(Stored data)
>>>>>
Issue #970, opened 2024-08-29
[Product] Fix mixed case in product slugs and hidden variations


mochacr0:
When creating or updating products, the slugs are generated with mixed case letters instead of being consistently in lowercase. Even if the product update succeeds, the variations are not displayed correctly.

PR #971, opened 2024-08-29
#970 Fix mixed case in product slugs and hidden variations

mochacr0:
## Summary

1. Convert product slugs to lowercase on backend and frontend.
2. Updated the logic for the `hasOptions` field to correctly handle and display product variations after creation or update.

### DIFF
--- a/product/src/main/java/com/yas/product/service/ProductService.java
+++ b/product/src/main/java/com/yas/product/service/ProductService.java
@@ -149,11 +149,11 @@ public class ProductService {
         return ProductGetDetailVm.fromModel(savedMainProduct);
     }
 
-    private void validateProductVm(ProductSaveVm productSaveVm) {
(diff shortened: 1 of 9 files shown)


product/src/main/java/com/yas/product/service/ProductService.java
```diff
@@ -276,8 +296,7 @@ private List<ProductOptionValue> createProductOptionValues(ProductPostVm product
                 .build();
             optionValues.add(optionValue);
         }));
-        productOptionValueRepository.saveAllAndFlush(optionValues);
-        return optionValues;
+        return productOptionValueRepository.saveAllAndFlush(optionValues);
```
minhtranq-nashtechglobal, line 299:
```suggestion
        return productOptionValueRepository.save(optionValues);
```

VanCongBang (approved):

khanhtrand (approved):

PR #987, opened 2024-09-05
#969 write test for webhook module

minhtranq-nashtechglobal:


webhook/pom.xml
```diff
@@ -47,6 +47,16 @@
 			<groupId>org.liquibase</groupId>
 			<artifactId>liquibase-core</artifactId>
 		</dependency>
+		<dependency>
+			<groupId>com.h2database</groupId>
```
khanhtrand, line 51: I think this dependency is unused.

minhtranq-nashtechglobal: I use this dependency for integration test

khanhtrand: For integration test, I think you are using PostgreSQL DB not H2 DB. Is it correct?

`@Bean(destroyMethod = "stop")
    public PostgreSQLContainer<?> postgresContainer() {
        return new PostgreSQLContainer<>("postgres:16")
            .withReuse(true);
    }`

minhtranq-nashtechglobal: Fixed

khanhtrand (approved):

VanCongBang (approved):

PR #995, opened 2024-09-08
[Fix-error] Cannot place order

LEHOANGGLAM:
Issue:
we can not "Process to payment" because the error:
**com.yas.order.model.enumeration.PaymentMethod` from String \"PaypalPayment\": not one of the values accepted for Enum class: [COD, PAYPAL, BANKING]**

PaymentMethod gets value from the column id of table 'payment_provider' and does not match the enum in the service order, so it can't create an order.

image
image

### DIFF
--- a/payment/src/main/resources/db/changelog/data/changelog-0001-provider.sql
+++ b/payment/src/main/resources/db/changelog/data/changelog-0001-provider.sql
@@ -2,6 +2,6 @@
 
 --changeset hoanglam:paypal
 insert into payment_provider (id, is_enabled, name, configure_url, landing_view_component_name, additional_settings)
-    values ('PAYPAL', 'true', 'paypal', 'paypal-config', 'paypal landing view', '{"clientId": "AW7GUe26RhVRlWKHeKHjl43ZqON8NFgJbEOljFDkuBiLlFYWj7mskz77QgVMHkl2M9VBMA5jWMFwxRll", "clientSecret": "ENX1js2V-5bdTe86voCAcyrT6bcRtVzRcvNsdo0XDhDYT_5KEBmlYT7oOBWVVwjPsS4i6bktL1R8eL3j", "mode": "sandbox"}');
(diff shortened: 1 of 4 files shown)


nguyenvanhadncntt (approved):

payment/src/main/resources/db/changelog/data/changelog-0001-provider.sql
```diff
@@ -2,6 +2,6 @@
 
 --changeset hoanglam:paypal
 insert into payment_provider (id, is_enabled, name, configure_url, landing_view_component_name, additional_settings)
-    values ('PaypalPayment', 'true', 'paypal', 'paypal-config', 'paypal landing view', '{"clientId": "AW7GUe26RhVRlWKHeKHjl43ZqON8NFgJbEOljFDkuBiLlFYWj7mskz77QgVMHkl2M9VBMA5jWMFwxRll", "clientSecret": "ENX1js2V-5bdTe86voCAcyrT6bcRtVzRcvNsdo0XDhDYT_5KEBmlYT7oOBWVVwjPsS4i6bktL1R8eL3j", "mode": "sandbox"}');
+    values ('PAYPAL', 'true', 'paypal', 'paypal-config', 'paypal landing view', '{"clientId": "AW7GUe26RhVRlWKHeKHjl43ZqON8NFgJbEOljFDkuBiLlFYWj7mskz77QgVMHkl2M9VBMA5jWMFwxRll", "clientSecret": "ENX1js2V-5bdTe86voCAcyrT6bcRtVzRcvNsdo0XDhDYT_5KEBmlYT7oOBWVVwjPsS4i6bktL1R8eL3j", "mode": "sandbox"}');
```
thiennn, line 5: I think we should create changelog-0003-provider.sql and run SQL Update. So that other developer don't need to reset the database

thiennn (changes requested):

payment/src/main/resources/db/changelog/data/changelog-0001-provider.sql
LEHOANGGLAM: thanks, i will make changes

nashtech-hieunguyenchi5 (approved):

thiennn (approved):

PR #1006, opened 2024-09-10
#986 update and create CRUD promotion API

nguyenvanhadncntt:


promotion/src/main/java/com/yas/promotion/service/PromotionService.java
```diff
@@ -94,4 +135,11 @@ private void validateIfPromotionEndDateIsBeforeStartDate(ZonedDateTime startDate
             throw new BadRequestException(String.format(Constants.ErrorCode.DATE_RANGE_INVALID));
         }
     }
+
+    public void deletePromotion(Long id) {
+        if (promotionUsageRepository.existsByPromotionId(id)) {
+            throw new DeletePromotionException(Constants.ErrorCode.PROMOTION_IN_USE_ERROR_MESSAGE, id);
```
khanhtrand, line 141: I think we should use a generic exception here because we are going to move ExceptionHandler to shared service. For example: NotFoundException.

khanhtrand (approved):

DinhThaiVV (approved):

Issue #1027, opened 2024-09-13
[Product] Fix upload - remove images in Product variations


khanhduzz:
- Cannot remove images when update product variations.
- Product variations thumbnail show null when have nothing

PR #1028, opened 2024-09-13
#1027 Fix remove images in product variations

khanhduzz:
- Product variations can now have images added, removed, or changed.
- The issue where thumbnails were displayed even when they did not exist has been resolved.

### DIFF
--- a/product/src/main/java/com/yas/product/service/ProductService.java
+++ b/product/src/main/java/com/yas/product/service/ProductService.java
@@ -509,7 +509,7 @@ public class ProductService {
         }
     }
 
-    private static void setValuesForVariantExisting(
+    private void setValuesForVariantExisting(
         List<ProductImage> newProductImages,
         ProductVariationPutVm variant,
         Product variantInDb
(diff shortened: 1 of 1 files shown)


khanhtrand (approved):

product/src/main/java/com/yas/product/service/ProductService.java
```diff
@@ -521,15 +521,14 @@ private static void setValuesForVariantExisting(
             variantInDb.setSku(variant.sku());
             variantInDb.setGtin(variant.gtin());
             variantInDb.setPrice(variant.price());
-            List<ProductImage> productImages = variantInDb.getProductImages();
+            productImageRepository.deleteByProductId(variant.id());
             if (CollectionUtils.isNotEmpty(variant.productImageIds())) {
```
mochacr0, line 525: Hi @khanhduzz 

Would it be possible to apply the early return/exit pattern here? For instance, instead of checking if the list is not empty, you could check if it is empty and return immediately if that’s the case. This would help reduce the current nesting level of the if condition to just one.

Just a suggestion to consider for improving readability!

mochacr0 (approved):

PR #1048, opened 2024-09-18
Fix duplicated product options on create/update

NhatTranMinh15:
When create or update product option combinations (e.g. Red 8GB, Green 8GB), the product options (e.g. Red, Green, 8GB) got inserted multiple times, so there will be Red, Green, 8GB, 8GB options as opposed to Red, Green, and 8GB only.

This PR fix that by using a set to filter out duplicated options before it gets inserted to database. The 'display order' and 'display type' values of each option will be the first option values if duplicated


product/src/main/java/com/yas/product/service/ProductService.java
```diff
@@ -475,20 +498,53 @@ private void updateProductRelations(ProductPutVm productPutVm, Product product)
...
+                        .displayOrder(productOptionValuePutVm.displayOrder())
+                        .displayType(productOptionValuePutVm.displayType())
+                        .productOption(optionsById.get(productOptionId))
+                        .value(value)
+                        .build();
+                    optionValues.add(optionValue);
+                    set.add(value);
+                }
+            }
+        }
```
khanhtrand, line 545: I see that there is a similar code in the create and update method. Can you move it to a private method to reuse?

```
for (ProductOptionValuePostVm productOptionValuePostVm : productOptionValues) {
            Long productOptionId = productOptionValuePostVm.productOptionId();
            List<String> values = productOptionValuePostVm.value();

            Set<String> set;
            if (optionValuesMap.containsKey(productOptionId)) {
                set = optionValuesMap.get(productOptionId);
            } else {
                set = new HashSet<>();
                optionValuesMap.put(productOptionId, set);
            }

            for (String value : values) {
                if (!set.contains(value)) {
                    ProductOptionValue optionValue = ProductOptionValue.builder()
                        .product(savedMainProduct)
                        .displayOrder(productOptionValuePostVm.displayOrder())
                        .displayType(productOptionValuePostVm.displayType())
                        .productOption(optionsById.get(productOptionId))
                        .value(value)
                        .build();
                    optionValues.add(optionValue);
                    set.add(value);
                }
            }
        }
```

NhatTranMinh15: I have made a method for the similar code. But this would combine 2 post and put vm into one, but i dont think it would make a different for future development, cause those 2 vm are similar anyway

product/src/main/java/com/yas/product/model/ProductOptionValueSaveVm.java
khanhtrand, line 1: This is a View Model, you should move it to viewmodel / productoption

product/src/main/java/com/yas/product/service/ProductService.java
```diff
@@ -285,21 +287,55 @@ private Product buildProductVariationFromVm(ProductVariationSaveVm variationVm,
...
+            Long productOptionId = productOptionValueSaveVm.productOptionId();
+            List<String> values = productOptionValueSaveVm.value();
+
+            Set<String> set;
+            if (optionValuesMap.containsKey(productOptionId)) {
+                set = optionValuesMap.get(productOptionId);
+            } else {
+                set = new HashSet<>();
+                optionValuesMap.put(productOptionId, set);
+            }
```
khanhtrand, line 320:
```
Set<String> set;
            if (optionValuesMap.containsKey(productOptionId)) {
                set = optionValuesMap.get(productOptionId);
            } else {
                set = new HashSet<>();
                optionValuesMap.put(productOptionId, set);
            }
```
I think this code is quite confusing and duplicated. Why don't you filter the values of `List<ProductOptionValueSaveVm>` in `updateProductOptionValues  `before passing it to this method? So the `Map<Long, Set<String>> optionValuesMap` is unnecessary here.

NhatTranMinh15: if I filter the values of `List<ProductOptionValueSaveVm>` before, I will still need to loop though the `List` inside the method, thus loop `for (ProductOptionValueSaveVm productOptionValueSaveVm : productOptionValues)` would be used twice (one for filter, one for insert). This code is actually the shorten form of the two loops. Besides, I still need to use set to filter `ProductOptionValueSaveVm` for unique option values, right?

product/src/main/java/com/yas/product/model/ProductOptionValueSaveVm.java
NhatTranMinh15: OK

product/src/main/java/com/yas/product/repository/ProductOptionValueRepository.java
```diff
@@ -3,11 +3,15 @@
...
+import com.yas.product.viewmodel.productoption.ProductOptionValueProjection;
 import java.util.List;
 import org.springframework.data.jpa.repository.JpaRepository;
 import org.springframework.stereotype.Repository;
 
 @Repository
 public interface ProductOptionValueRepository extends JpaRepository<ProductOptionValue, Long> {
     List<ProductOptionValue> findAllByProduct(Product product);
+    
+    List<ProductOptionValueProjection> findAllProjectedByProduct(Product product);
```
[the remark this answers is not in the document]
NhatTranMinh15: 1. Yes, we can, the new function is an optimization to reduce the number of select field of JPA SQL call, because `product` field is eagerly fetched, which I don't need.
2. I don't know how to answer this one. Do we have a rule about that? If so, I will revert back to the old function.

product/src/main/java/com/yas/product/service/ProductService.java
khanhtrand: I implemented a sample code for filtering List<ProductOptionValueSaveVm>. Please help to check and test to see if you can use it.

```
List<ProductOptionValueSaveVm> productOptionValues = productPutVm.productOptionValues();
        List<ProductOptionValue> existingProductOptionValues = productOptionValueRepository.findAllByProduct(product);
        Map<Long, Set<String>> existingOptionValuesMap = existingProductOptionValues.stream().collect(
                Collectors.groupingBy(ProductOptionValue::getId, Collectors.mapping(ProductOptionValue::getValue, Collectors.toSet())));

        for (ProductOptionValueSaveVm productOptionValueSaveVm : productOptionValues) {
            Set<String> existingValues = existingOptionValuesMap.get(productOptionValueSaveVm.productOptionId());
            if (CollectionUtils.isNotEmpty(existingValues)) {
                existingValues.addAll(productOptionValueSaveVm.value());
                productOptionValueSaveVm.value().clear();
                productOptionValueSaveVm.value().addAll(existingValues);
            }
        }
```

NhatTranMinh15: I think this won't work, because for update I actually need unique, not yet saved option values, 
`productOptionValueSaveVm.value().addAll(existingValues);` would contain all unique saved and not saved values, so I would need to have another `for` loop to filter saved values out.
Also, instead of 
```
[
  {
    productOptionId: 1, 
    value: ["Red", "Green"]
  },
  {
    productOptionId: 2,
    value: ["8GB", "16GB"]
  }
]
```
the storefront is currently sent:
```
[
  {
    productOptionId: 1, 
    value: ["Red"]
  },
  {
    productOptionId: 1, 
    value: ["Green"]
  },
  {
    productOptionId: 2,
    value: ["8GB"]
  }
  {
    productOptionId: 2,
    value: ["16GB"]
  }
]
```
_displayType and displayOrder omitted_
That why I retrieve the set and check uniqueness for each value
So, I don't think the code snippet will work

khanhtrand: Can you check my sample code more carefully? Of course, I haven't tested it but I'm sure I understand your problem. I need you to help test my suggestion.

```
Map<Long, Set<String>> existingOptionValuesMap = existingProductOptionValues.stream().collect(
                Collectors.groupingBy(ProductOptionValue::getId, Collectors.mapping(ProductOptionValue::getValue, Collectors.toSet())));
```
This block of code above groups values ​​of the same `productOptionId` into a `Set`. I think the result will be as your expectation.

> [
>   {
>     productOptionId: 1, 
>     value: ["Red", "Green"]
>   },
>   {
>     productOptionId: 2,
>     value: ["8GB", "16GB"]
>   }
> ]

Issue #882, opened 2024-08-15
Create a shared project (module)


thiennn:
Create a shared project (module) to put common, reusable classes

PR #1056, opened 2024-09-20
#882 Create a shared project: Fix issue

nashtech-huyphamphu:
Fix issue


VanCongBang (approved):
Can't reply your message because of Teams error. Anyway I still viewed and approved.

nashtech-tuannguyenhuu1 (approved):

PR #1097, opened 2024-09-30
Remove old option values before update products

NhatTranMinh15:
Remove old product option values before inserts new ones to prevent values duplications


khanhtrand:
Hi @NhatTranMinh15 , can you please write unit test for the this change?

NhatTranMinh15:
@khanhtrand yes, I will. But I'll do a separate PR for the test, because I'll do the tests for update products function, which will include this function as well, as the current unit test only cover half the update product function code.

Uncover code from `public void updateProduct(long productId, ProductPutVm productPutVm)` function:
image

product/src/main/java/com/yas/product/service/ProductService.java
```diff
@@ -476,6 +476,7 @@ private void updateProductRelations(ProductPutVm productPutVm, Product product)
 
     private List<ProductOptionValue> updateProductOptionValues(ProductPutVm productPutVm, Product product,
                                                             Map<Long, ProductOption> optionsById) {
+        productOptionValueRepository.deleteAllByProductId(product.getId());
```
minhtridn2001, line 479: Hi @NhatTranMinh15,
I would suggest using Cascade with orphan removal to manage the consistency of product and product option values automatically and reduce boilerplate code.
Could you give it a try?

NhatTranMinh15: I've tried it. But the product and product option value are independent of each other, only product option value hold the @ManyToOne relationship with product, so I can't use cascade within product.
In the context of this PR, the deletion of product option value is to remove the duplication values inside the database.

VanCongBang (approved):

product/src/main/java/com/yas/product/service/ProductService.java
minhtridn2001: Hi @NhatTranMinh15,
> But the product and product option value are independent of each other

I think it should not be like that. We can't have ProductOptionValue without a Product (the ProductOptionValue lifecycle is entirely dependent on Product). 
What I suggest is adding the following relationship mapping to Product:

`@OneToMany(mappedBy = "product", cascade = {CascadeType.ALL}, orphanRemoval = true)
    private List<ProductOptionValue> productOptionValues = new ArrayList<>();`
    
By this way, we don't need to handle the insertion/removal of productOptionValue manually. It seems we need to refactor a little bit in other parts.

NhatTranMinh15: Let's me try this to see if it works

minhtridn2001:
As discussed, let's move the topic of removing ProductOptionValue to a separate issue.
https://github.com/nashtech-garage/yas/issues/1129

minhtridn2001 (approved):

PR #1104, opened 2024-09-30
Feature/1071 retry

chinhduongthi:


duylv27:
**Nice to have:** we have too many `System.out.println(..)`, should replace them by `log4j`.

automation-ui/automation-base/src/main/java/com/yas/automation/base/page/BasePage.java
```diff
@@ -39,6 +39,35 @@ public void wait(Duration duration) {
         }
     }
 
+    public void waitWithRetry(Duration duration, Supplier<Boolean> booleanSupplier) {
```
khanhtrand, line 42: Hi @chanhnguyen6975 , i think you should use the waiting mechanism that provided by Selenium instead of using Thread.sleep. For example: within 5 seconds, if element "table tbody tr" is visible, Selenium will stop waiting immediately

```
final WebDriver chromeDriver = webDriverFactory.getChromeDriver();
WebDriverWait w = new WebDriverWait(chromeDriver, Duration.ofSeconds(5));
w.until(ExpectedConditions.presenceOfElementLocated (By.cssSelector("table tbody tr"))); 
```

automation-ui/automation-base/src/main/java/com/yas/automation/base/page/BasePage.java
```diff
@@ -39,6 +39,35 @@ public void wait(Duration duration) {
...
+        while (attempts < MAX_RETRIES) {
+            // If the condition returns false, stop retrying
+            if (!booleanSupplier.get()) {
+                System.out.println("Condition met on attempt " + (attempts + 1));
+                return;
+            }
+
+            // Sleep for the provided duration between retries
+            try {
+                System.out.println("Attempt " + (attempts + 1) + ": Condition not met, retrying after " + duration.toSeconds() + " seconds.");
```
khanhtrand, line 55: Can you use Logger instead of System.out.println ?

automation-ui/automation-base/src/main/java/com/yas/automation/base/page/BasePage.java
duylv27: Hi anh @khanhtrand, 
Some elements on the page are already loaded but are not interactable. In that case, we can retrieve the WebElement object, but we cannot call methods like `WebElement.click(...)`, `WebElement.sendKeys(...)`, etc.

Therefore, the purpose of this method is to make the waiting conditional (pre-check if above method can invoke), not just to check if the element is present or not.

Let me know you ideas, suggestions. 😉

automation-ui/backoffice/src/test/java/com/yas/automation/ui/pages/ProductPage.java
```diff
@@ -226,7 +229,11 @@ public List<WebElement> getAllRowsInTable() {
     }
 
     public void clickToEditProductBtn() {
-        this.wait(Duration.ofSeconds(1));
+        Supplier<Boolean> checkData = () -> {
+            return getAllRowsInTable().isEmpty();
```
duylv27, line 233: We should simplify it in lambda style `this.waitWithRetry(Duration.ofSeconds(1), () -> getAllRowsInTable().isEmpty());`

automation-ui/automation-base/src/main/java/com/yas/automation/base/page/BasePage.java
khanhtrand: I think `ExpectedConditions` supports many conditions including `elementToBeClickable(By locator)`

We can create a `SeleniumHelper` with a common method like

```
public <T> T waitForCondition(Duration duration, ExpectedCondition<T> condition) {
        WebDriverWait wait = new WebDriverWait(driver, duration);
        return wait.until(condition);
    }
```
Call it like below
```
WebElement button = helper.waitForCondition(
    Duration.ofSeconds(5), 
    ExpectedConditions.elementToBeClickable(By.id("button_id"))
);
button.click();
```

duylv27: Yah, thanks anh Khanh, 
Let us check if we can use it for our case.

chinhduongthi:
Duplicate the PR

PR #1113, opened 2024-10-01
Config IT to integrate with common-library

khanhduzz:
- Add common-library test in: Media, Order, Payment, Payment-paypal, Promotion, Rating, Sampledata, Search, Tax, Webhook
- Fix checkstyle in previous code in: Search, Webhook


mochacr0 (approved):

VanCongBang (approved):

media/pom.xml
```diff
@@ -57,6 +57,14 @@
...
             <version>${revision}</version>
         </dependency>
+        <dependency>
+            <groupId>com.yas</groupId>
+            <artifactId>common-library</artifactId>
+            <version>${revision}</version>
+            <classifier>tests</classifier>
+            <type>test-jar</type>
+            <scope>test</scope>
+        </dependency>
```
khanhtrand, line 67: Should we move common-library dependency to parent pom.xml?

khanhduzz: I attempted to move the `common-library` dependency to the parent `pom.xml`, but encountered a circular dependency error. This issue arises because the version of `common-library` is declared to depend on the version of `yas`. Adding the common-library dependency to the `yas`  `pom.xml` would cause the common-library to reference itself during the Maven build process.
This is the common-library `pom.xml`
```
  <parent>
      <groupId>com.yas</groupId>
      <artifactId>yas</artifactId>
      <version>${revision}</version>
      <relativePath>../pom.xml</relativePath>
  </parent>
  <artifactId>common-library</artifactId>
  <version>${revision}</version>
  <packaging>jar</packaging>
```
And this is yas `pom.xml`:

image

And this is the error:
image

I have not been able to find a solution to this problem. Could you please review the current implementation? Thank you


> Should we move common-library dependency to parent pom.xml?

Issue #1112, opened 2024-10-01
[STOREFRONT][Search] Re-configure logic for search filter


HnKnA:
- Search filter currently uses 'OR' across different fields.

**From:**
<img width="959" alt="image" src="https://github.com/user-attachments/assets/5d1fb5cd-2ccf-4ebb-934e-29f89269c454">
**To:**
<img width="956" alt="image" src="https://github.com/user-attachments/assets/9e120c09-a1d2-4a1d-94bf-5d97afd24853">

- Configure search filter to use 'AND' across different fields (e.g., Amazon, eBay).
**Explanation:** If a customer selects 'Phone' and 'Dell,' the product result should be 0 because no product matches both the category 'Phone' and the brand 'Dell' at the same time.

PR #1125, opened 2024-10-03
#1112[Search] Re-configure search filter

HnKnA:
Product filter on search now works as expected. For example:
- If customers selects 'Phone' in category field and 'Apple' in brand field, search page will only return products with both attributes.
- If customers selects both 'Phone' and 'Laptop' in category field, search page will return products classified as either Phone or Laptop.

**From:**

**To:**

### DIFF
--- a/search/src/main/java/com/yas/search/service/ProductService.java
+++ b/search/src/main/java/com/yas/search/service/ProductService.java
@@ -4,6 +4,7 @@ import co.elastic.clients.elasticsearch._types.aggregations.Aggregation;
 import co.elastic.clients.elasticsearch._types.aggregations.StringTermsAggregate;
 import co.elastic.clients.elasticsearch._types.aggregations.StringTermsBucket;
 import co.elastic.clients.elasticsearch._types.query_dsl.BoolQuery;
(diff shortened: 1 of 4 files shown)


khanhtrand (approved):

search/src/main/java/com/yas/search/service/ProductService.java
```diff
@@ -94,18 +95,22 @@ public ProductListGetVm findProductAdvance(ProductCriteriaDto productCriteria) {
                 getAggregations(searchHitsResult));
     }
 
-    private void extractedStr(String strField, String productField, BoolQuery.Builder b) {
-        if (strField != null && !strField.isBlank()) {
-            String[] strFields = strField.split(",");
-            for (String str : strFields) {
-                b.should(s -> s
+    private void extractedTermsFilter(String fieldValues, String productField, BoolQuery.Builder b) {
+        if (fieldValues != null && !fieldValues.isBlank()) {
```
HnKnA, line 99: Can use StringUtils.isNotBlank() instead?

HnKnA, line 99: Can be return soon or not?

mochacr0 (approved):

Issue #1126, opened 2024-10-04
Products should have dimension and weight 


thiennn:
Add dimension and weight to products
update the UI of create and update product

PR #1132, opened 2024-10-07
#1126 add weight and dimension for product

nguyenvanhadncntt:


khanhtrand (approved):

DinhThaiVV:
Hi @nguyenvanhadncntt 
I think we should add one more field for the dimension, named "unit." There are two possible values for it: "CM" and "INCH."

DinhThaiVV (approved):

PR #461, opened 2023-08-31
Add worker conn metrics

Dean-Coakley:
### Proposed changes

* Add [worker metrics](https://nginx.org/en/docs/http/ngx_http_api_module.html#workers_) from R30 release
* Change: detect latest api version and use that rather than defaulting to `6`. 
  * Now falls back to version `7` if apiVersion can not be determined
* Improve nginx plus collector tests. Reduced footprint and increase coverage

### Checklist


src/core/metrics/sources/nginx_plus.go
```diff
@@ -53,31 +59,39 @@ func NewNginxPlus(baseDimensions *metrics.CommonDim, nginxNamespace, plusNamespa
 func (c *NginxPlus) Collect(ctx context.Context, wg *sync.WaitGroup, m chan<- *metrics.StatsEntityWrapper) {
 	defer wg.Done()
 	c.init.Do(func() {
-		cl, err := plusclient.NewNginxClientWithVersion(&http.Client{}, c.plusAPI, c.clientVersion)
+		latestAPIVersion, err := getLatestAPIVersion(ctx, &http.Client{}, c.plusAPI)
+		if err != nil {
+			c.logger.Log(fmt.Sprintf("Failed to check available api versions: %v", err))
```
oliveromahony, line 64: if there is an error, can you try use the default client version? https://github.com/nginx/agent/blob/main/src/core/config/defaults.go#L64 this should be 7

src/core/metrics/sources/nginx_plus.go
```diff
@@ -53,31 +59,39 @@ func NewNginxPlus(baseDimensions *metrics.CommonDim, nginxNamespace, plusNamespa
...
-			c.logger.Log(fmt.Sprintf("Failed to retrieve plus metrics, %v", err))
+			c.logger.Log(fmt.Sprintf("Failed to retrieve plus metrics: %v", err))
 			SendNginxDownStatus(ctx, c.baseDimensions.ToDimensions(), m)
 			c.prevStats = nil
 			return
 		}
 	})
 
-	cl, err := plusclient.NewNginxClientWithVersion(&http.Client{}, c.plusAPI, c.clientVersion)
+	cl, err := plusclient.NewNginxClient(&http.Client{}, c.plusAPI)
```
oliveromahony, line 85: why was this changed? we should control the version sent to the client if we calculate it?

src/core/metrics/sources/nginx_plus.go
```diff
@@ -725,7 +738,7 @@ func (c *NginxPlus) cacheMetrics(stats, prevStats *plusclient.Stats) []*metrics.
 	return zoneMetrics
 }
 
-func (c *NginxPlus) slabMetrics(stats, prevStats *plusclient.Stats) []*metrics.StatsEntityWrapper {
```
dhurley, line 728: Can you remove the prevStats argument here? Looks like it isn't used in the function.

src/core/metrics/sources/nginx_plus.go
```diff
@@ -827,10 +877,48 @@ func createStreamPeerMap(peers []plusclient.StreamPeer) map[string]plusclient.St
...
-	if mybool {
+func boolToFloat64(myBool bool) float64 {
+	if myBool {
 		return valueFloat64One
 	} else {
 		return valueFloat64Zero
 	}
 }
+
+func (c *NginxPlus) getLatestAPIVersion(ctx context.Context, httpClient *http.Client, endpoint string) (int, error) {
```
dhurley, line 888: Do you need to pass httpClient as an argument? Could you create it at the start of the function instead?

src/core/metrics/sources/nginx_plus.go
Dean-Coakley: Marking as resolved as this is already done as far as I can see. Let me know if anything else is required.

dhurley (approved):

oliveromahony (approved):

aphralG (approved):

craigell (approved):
<<<<<
■ YOUR INSTRUCTIONS ■
Repeat the records above line by line, from the first line through the line that contains "khanhtrand, line 51: I".

■ TASK OUTPUT ■
Issue #970, opened 2024-08-29
[Product] Fix mixed case in product slugs and hidden variations


mochacr0:
When creating or updating products, the slugs are generated with mixed case letters instead of being consistently in lowercase. Even if the product update succeeds, the variations are not displayed correctly.

PR #971, opened 2024-08-29
#970 Fix mixed case in product slugs and hidden variations

mochacr0:
## Summary

1. Convert product slugs to lowercase on backend and frontend.
2. Updated the logic for the `hasOptions` field to correctly handle and display product variations after creation or update.

### DIFF
--- a/product/src/main/java/com/yas/product/service/ProductService.java
+++ b/product/src/main/java/com/yas/product/service/ProductService.java
@@ -149,11 +149,11 @@ public class ProductService {
         return ProductGetDetailVm.fromModel(savedMainProduct);
     }
 
-    private void validateProductVm(ProductSaveVm productSaveVm) {
(diff shortened: 1 of 9 files shown)


product/src/main/java/com/yas/product/service/ProductService.java
```diff
@@ -276,8 +296,7 @@ private List<ProductOptionValue> createProductOptionValues(ProductPostVm product
                 .build();
             optionValues.add(optionValue);
         }));
-        productOptionValueRepository.saveAllAndFlush(optionValues);
-        return optionValues;
+        return productOptionValueRepository.saveAllAndFlush(optionValues);
```
minhtranq-nashtechglobal, line 299:
```suggestion
        return productOptionValueRepository.save(optionValues);
```

VanCongBang (approved):

khanhtrand (approved):

PR #987, opened 2024-09-05
#969 write test for webhook module

minhtranq-nashtechglobal:


webhook/pom.xml
```diff
@@ -47,6 +47,16 @@
 			<groupId>org.liquibase</groupId>
 			<artifactId>liquibase-core</artifactId>
 		</dependency>
+		<dependency>
+			<groupId>com.h2database</groupId>
```
khanhtrand, line 51: I think this dependency is unused.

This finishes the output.